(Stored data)
PR #832, opened 2023-02-01
feat: support pnpm.patchedDependencies

kormide:
Automatically applies `pnpm.patchedDependencies`. Any patches in `patches` are applied after.


npm/private/npm_translate_lock_state.bzl
```diff
@@ -137,20 +137,26 @@ def _init_update_labels(rctx, label_store):
...
         label_store.add("verify_patches", rctx.attr.verify_patches)
 
     patches = []
     for pkg_patches in rctx.attr.patches.values():
         patches.extend(pkg_patches)
 
+    # Add patches from `pnpm.patchedDependencies`
+    for patch_info in priv["patched_dependencies"].values():
+        patches.append("//:%s" % patch_info.get("path"))
+
```
kormide, line 151: There is a bug here that I haven't solved. If you rename a patch file and try to update the lockfile with `update_pnpm_lock = True`, then this will fail because the lockfile is referencing a patch file that no longer exists, and the lockfile won't get updated.

npm/private/npm_translate_lock_state.bzl
```diff
@@ -53,6 +51,8 @@ WARNING: `update_pnpm_lock` attribute in `npm_translate_lock(name = "{rctx_name}
     if _should_update_pnpm_lock(priv):
         _init_importer_labels(priv, label_store)
 
+    _init_patch_labels(priv, rctx, label_store)
```
kormide, line 54: The patch labels now have to be processed after parsing the lockfile since some of the labels now come from the lockfile.

pnpm-lock.yaml
```diff
@@ -7,6 +7,11 @@ overrides:
 
 packageExtensionsChecksum: 60d08949101fc004c7564f98037b7764
 
+patchedDependencies:
+  meaning-of-life@1.0.0:
+    hash: o3deharooos255qt5xdujc3cuq
+    path: examples/npm_deps/patches/meaning-of-life@1.0.0-pnpm.patch
+
```
kormide, line 14: When you use `pnpm.patchedDependencies` you get this entry in the lockfile. It's an index of all of the patches.

pnpm-lock.yaml
```diff
@@ -3782,6 +3789,11 @@ packages:
       is-buffer: 1.1.6
     dev: true
 
+  /meaning-of-life/1.0.0_o3deharooos255qt5xdujc3cuq:
+    resolution: {integrity: sha512-fVA4xSydqtK9owabGcYw1r4EKEsMOVVeYQLeCXPu77Z+8Y2j2B2I16UqZlKIOHnYkJ4RSvpJ00ywy9IWjmuxYw==}
+    dev: true
+    patched: true
+
```
kormide, line 3796: Package entries in `pnpm-lock.yaml` can have the `patched` arg, and not how the alias changes, similar to peer deps.

npm/private/npm_translate_lock_state.bzl
kormide: Is one solution to parse these from `package.json` instead?

kormide: This is needed in order to precompute labels for the `verify_patches` feature.

kormide:
I'm planning to add an e2e so we can exercise it under bzlmod.

npm/private/npm_translate_lock_generate.bzl
```diff
@@ -344,13 +345,34 @@ def _gen_npm_imports(importers, packages, root_package, rctx_name, attr, registr
         # gather patches & patch args
         patches, patches_keys = _gather_values_from_matching_names(True, attr.patches, name, friendly_name, unfriendly_name)
 
+        # Apply patch from `pnpm.patchedDependencies` first
+        if pnpm_patched:
+            patch_path = "//:%s" % patched_dependencies.get(friendly_name).get("path")
```
jbedard, line 350: Can we assume the patch is in `//:`? What if it's in a `filegroup` in `//my-patches:patches`?

kormide: Because it's a repository rule and runs before the analysis phase, the form of the label is flexible, so long as it has the correct path to the file.

WORKSPACE
```diff
@@ -136,11 +137,13 @@ npm_translate_lock(
     patch_args = {
         "*": ["-p1"],
         "@gregmagolan/test-a": ["-p4"],
+        "meaning-of-life@1.0.0": ["-p1"],
```
gregmagolan, line 140: `"*": ["-p1"],` should cover this case so this isn't needed right?

WORKSPACE
```diff
@@ -136,11 +137,13 @@ npm_translate_lock(
...
     },
     patches = {
         "@gregmagolan/test-a": ["//examples/npm_deps:patches/test-a.patch"],
         "@gregmagolan/test-a@0.0.1": ["//examples/npm_deps:patches/test-a@0.0.1.patch"],
         "@gregmagolan/test-b": ["//examples/npm_deps:patches/test-b.patch"],
+        "meaning-of-life@1.0.0": ["//examples/npm_deps:patches/meaning-of-life@1.0.0-after_pnpm.patch"],
```
gregmagolan, line 146: is this entry here now redundant since the patch file is in data and listed in the lock file?

kormide: This is to test that a patch can be applied via `patches` after a patch is applied from `pnpm.patchedDependencies`.

gregmagolan: ohh I see. this is a 2nd patch to show you can patch twice. 👍

npm/private/npm_translate_lock_generate.bzl
```diff
@@ -344,13 +345,34 @@ def _gen_npm_imports(importers, packages, root_package, rctx_name, attr, registr
...
 
         patch_args, _ = _gather_values_from_matching_names(False, attr.patch_args, "*", name, friendly_name, unfriendly_name)
+
+        # Patches in `pnpm.patchedDependencies` must have the -p1 format. Therefore any
+        # patches applied via `patches` must also use -p1 since we don't support different
+        # patch args for different patches.
+        if pnpm_patched and not _has_strip_prefix_arg(patch_args, 1):
+            if _has_strip_prefix_arg(patch_args):
+                msg = """\
+ERROR: patch_args for package {package} contains a strip prefix that is incompatible with a patch applied via `pnpm.patchedDependencies`.
```
gregmagolan, line 367: great guard rails here

gregmagolan:
This looks great. Just one question of what happens with a patch is listed in pnpm. patchedDependencies but the user forgets to add it to data? Is it a hard fail or a warning that it is missing from data?

kormide:
> This looks great. Just one question of what happens with a patch is listed in pnpm. patchedDependencies but the user forgets to add it to data? Is it a hard fail or a warning that it is missing from data?

It not operates the same as the other data files: you'll get a warning but it will implicitly copy the patches over.

kormide:
Updated and ready for another pass.

npm/private/npm_translate_lock_state.bzl
kormide: Fixed this by reading patches from package.json.

npm/private/npm_translate_lock_state.bzl
```diff
@@ -151,8 +161,10 @@ def _init_patch_labels(rctx, label_store):
     for i, d in enumerate(patches):
         label_store.add("patches_{}".format(i), d)
 
+    priv["num_patches"] = len(patches)
+
 ################################################################################
-def _init_importer_labels(priv, label_store):
+def _init_importer_labels(priv, rctx, label_store):
```
gregmagolan, line 167: `rctx` added by mistake?

npm/private/npm_translate_lock_state.bzl
```diff
@@ -281,6 +293,31 @@ WARNING: Implicitly using package.json file `{package_json}` since the `{pnpm_lo
                 fail(msg)
             _copy_input_file(priv, rctx, label_store, package_json_key)
 
+    # pnpm.patchedDependencies patch files
+    root_package_json = _read_root_package_json(rctx, label_store)
```
gregmagolan, line 297: it looks like you're calling _read_root_package_json in two spots. You could cache the read to eliminate the duplicate file read & json parsing

kormide: Added caching inside `_read_root_package_json`.

gregmagolan (approved):
🏄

## Work task:
Gather up the lines containing the word "format" from these records and copy them.

## Task response:
+        # Patches in `pnpm.patchedDependencies` must have the -p1 format. Therefore any
         label_store.add("patches_{}".format(i), d)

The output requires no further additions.